NOOOOOOOOO. next time, adult rescue; potty trained and spayed


----------



## Bentley's Mom

Here's Bentley

7 weeks old









10 months old


----------



## Bentley's Mom

SeaMonster said:


> NOOOOOOOOO. next time, adult rescue; potty trained and spayed


LOL...I agree whole heartedly


----------



## SeaMonster




----------



## AlanK

I cant share the growing up photo's however your's are wonderful


----------



## Bentley's Mom

AlanK said:


> I cant share the growing up photo's however your's are wonderful


You could still share a photo


----------



## patrice

Thanks for posting. I love those reds. In my opinion, the redder the better............


----------



## mudEpawz

Chloe 
Puppy - 12 weeks 
Adult - 1 1/2 years

ps please ignore the date on the puppy pic - the camera date is broken.


----------



## Sweet Summer Time

went from the cats bed to the LARGE dog bed!


----------



## AlanK

Bentley's Mom said:


> You could still share a photo


Since you asked. 

My boy came to stay with me when he was about 2 years old in 2008. Wish I knew what he was like as a little guy. This is him last winter


----------



## My Big Kahuna

Kahuna 10 weeks and 4 months... He's not very old yet lol


----------



## Jackson's Mom

Then and now!


----------



## Shutterwolf

Jackson's Mom said:


> Then and now!


ok this is probably the best comparason ive seen, tho they are all soo very cute! i love how hes even laying in almost the exact same spot too. thats perfect lol


----------



## SimTek

Sam Dog....


----------



## Jackson's Mom

Shutterwolf said:


> ok this is probably the best comparason ive seen, tho they are all soo very cute! i love how hes even laying in almost the exact same spot too. thats perfect lol


 
When I took the second picture I didn't even realize I had one just like it from when he was a puppy, it worked out great


----------



## Laurie

Before and After of:

1. Reno

2. Austin

3. Lincoln


----------



## kobusclan6

I LOVE LOVE LOVE these photos! Too cute!!!!


----------



## GoldenKat

I love all the pics too  Sure do miss the fluffball pup but would never want to go back to that now.


----------



## missmarstar

Sammy before at around 12 weeks










Sammy after at around age 3 (he will be 5 in May )


----------



## SeaMonster

great photos everyone


----------



## desilu

Baby Lucy (about 12 weeks)










Grown up Lucy










Can't leave out Desi! She came to me as an almost 2 year old.


----------



## Jamm

Awww I love seeing the before and after!

Joey at 2 months!










Joey at 16 months!


----------



## CAROLINA MOM

AlanK said:


> I cant share the growing up photo's however your's are wonderful


 
Me either since both of mine were adopted at 2 yrs. old, but I am loving all these beautiful pictures.


----------



## Karen519

*Adorable*

ALL of your dogs are JUST BEAUTIFUL, LOVE THEM!!!
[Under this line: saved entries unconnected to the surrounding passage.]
PR #6957, opened 2018-03-07
Remove platfom restrictions in provides and don't require providers

tas50:
Don't require providers in the resources since we map these automatically. Also remove or simplify the platform restrictions in the provides lines in the resources. We're not really getting anything from these the way we wire up resources.


tas50:
This is going to require some rework to the provider resolver specs.

coderanger:
Most of these can just be deleted. There is no need to have both `resource_name` and `provides` set to the same thing.

lamont-granquist:
do we ever want to do something where we get rid of resource_name as a statement and wire up one of the provides to set resource_name instead?  i'd kind of be inclined to have one less thing.

tas50:
@lamont-granquist @coderanger Let's come up with a concrete decision on resource_name vs. resource_name + provides. We have some differing opinions there. Let me know what I should be doing and I'll get it pushed out everywhere in time.

coderanger:
@lamont-granquist You can do that already, `provides :foo, canonical: true` IIRC. That's pretty literally what `resource_name :foo` does. Don't care which we use, just no need for both :D

lamont-granquist:
i kind of like `canonical: true` then -- its a flag instead of another dsl method, and i like that bit of explicit magic rather than hidden magic of the provides which occurs when resource_name is called.

lamont-granquist:
lets just merge this and clean up later.  i'm working on the `resource_name` thing.

PR #6959, opened 2018-03-07
Update @content_class assignment from = to ||=

jasonwbarnett:
### Description

Update the assignment of `@content_class` to use `||=` so that inheritance of
`Chef::Provider::RemoteFile` is easier to do.

### Issues Resolved

N/A

### Check List

- [x] All tests pass

### DIFF
--- a/lib/chef/provider/remote_file.rb
+++ b/lib/chef/provider/remote_file.rb
@@ -25,7 +25,7 @@ class Chef
       provides :remote_file
 
       def initialize(new_resource, run_context)
-        @content_class = Chef::Provider::RemoteFile::Content
+        @content_class ||= Chef::Provider::RemoteFile::Content
         super
       end
 


jasonwbarnett:
Build errors seem completely unrelated and temporary. Would someone check me on that?

lamont-granquist:
there's nothing wrong with this PR, but at the same time you should be using composition and not inheritance and should be writing custom resources that wrap and use the remote_file resource and not directly inheriting.

jasonwbarnett:
This was inspired because I had a need to create a resource that shares 100% of the functionality of `remote_file` with one minor modification to the `#headers` method. It's essentially dynamically generating headers on the fly with each request.

Does this seem reasonable or not?

lamont-granquist:
so that's actually the wrong approach.

you should write a new resource which uses the remote_file resource more like this:

https://github.com/lamont-cookbooks/sk_s3_file/blob/master/providers/default.rb#L28-L35

note that is some fairly gross Chef-11-era code that i need to clean up at some point so don't copy that straight like that.

the one bit of annoyance with this approach is you need to copy all your properties off your resource onto the remote_file resource.  there's one example of that there (probably old and busted), another newer example here:

https://github.com/chef-cookbooks/etcd/blob/master/resources/etcd_service.rb#L20-L29

we need to get a helper like that into core to make the right way of doing things here not take more typing.

jasonwbarnett:
@lamont-granquist My use case allows for retries and with each retry it generates a new set of headers which are time sensitive.

What is the reasoning of using one pattern in the parent class on not using that same pattern in it's inheriters?

PR #6962, opened 2018-03-07
Use node.override not node.normal in the windows_feature_dism resource

tas50:
This fix was released in the windows 4.0.1 cookbook


thommay:
automatic feels more appropriate, but that's entirely bikesheddy

tas50:
Automatic failed for me when I attempted to use it in the cookbook. I need to look into that, but this matches the cookbook behavior we have now

PR #6965, opened 2018-03-09
Add docker testing in Travis

tas50:


tas50:
Docker cookbook is currently not Chef 14 compatible. I'm slowly working towards that. This testing was great. It proved the state of the cookbook before moving it into core.

Issue #6851, opened 2018-02-14
Issue with chef mount resource not updating existing entries in /etc/fstab when enable action is used


frostygresh:
## Description
Mount resource is creating a new entry for file system that already has an entry in /etc/fstab.
If the fstab entry for the file system has a different device that is specified in the mount block, the enable action will create a new entry at the end of fstab and leaves the existing entry in fstab as well. 
Test environment:
Linux: CentOS 7.4
chef-client version: 13.6.4

Example:
```
mount '/boot' do
    device "#{node['filesystem']['by_mountpoint']['/boot']['uuid']}"
    device_type :uuid
    pass 0
    fstype "#{node['filesystem']['by_mountpoint']['/boot']['fs_type']}"
    options 'defaults'
    action :enable
 end
```

This is intended to ensure that the /boot file system on a Linux server is using UUID pathing in /etc/fstab as the device.
Below is the results of running the recipe on a test server.

/etc/fstab before:

`#`
```
# /etc/fstab
# Created by anaconda on Tue Oct 31 15:08:36 2017
#
# Accessible filesystems, by reference, are maintained under '/dev/disk'
# See man pages fstab(5), findfs(8), mount(8) and/or blkid(8) for more info
#
/dev/mapper/cl-root     /                       xfs     defaults        0 0
/dev/sda1 /boot xfs defaults 0 0
/dev/mapper/cl-swap     swap                    swap    defaults        0 0
none /dev/shm                  tmpfs     rw,nosuid,nodev,noexec        0 0
/dev/mapper/vg_test-lv_test /test xfs async,auto,exec,nouser,rw,suid,nodev 0 0

```
/etc/fstab after:

```
#
# /etc/fstab
# Created by anaconda on Tue Oct 31 15:08:36 2017
#
# Accessible filesystems, by reference, are maintained under '/dev/disk'
# See man pages fstab(5), findfs(8), mount(8) and/or blkid(8) for more info
#
/dev/mapper/cl-root     /                       xfs     defaults        0 0
/dev/sda1 /boot xfs defaults 0 0
/dev/mapper/cl-swap     swap                    swap    defaults        0 0
none /dev/shm                  tmpfs     rw,nosuid,nodev,noexec        0 0
/dev/mapper/vg_test-lv_test /test xfs async,auto,exec,nouser,rw,suid,nodev 0 0
UUID=1d9f79f2-e655-4a52-8456-5e3178f75aa0 /boot xfs defaults 0 0

```
[...]

PR #6969, opened 2018-03-09
update mount to use properties and fix 6851

thommay:
Fixes: #6851

### DIFF
--- a/lib/chef/provider/mount/aix.rb
+++ b/lib/chef/provider/mount/aix.rb
@@ -28,7 +28,7 @@ class Chef
           super
           # options and fstype are set to "defaults" and "auto" respectively in the Mount Resource class. These options are not valid for AIX, override them.
           if @new_resource.options[0] == "defaults"
-            @new_resource.options.clear
+            @new_resource.options([])
           end
           if @new_resource.fstype == "auto"
             @new_resource.send(:clear_fstype)
--- a/lib/chef/resource/mount.rb
+++ b/lib/chef/resource/mount.rb
@@ -28,8 +28,9 @@ class Chef
       allowed_actions :mount, :umount, :unmount, :remount, :enable, :disable
 
       # this is a poor API please do not re-use this pattern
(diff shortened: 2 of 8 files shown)


lib/chef/resource/mount.rb
```diff
@@ -24,8 +24,6 @@ class Resource
     class Mount < Chef::Resource
       description "Use the mount resource to manage a mounted file system."
 
-      identity_attr :device
```
tas50: identity needs to be set on device if this goes away

lib/chef/resource/mount.rb
```diff
@@ -24,8 +24,6 @@ class Resource
...
-
       state_attrs :mount_point, :device_type, :fstype, :username, :password, :domain
```
tas50: if we move to properties you might as well nuke this all since everything is a state attrs by default

lib/chef/resource/mount.rb
thommay: Yep, it's there :)

tas50: yep I'm blind

lib/chef/provider/mount/aix.rb
```diff
@@ -28,7 +28,7 @@ def initialize(new_resource, run_context)
           super
           # options and fstype are set to "defaults" and "auto" respectively in the Mount Resource class. These options are not valid for AIX, override them.
           if @new_resource.options[0] == "defaults"
-            @new_resource.options.clear
+            @new_resource.options([])
```
tas50: Is there a reason not to just set these correctly for AIX in the resource?

thommay: wild spaghetti code in the resource v twiddling stuff in the provider...

thommay: I mean, i think either is bad, but i think this is marginally less bad

tas50: fair enough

I can post pics of Tonka our Samoyed, at 8 mos. and now at 2 1/2 years old-we got him from the breeder at 8 months, but we adopted Tucker at 2 years old and he is 3 years old now, so I have no puppy pics.
Patrice: Ken says that Tucker is a Chestnut Brown.


----------



## drloripalooza

Love these pics! It's amazing how much some of them look like their baby pics!


----------



## Cathy's Gunner

Gunner 3 months








Gunner 3 years 5 months


----------



## Karen2

I didn't know my fur babies as babies, but was lucky enough to get a baby picture of each!
Sierra was 2 when she came to us.
Lance was 5.

Sierra








Lance








Sierra and Lance now...


----------



## jackalley

*Moose and Finch*

Little Moose...








Big Moose, Little Finch...








Big Finch, Big Moose








(Finch is Mosse's Son)


----------



## Iggy987

*Cider's pics*

8 weeks and 2.5 years


----------



## Jamm

Iggy987 said:


> 8 weeks and 2.5 years


Omg soo cute!


----------



## Kendall's Mommy

Kendall at 8 weeks...1st day home.








and at 14 months old


----------



## Sienna's Mom

I just did this comparison when Sienna turned 5 on the 8th :


----------



## Jamm

I have puppy fever


----------



## Tailer'sFolks

12 weeks back in 2005 and 6 years 4 months in 2012.


----------



## Willow52

I love seeing all the before and after pictures!

Here is Hank as a puppy and a big boy...


----------



## Trollhole

Jessie Little and big.


----------



## Dallas Gold

Jamm said:


> I have puppy fever


Me too....:crossfing


----------



## Benita

I love the now and then pictures!!! 

We gonna have to wait a while until I can post some. We get our puppy in Winter end of this year!


----------



## Goldens R Great

Love the photos!  First pic is of Finn at 8 weeks and the second pic is Finn at 5 months!


----------



## Iggy987

anyone know why my pics that I posted yesterday don't come up today? Just wondering...


----------



## Ada's Mom

Ada at 8 weeks and 6 months.


----------



## OutWest

Tailer'sFolks said:


> 12 weeks back in 2005 and 6 years 4 months in 2012.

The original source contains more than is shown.